Mozart Symphonies Nos 40 & 41

The old team together again – but Mozart this brisk robs him of the beauty

Record and Artist Details

Composer or Director: Wolfgang Amadeus Mozart

Label: Deutsche Harmonia Mundi

Media Format: CD or Download

Media Runtime: 68

Mastering:

Stereo
DDD

Catalogue Number: 82876 89504-2

Tracks:

Composition Artist Credit
Symphony No. 40 Wolfgang Amadeus Mozart, Composer
Bruno Weil, Conductor
Tafelmusik
Tafelmusik
Wolfgang Amadeus Mozart, Composer
Symphony No. 41, "Jupiter" Wolfgang Amadeus Mozart, Composer
Bruno Weil, Conductor
Tafelmusik
Tafelmusik
Wolfgang Amadeus Mozart, Composer
It is a while now since Bruno Weil and Tafelmusik made classical-period music together in the first days of Sony Classical in the early ’90s. Here they are reunited to tackle two of the most towering of all Classical works, and it seems little has changed but the label. Tafelmusik are still a superbly drilled period orchestra, with a sound that is bright and well defined but never aggressive or forced, even when, as here, they field a relatively large number of players; and Weil is still a fan of brisk tempi and not too much slack sentiment. Together they can produce exciting results: the Minuet of No 40 is fast and exuberant, and in the Jupiter the opening is both grand and snappy, the slow movement has delicious string tone, and the finale bursts with energy.

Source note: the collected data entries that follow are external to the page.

PR #96, opened 2026-07-07
Flux profiler

alexX512:


crates/flux-communication/src/queue/mod.rs
```diff
@@ -506,9 +506,12 @@ impl<T: Copy> InnerQueue<T> {
         }
         let shmem = ShmemConf::new().flink(path).open()?;
         let ptr = shmem.as_ptr();
-        std::mem::forget(shmem);
         // len=0: skip floor check, still validates elsize + poisoned slots.
-        Self::open_initialized(ptr, 0)
+        let opened = Self::open_initialized(ptr, 0);
+        if opened.is_ok() {
+            std::mem::forget(shmem);
```
louisponet, line 512: why only if is_ok?

crates/flux-profiler-macros/src/lib.rs
```diff
@@ -0,0 +1,60 @@
...
+/// (no hot-path cost); the report unwraps the marker into a `fn<Type>` label.
+/// Free functions keep the plain `module::path::fn` name.
+///
+/// Pass a string literal to override: `#[timed("custom_name")]` uses that name
+/// verbatim (no module prefix, no type qualification).
+///
+/// Records the frame's close on every exit path — normal return, `?`, early
+/// `return`, panic-unwind — via a Drop guard.
+#[proc_macro_attribute]
+pub fn timed(attr: TokenStream, item: TokenStream) -> TokenStream {
```
louisponet, line 35: can we have a feature flag to enable disable this?

crates/flux-profiler/src/perf/events.rs
```diff
@@ -0,0 +1,248 @@
...
+    },
+    Metric {
+        name: "l3-misses",
+        spec: Spec::PerVendor { amd: Enc::Raw(0xfc43), intel: Enc::Cache(2, 0, 1) },
+    },
+];
+
+/// Resolve a curated metric for the running CPU.
+fn canonical(name: &str) -> Option<EventSpec> {
+    let m = METRICS.iter().find(|m| m.name == name)?;
```
louisponet, line 135: Given that it's a const fixed size array, wouldn't an actual fixed size array + a enum that can be used to directly index into it be faster?

crates/flux-profiler/src/perf/source.rs
```diff
@@ -0,0 +1,41 @@
...
+    fn open() -> Option<Self> {
+        let opened: Vec<_> =
+            Schema::local().iter().map(|e| HwCounter::event(e.type_, e.config)).collect();
+        opened.iter().any(Option::is_some).then_some(Self { opened })
+    }
+
+    #[inline]
+    fn read(&self) -> PerfSample {
+        let mut s = PerfSample::default();
+        for (i, c) in self.opened.iter().enumerate().take(MAX_EVENTS) {
```
louisponet: I don't quite get this. Why open all but then only ever take max events? Aren't we always taking 1 event per opened?

crates/flux-profiler/src/fxt.rs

Until the final page, that is. The problem is that Weil’s apparent addiction to strict tempi robs these two symphonies of many of their moments of greatest beauty or mystery, so that when the violins hustle hastily into the start of that stupendous contrapuntal coda it is a disappointing anti-climax. Not surprisingly, the slow movements also fare badly – their perfunctoriness is almost wilful, and it is certainly a shame when details such as the tripping, dropping figures in the Andante of No 40 are shorn of all their poignancy and pain, or when the teasing arrival at a recapitulation in any movement is hurried through as if nothing much of importance has happened.

Weil and Tafelmusik were a strong partnership in Mozart’s Salzburg works and dance sets, where orchestral panache counts for much, but in these more complex and sublime creations greater humanity is needed – a fact which Weil seems rather determined to ignore.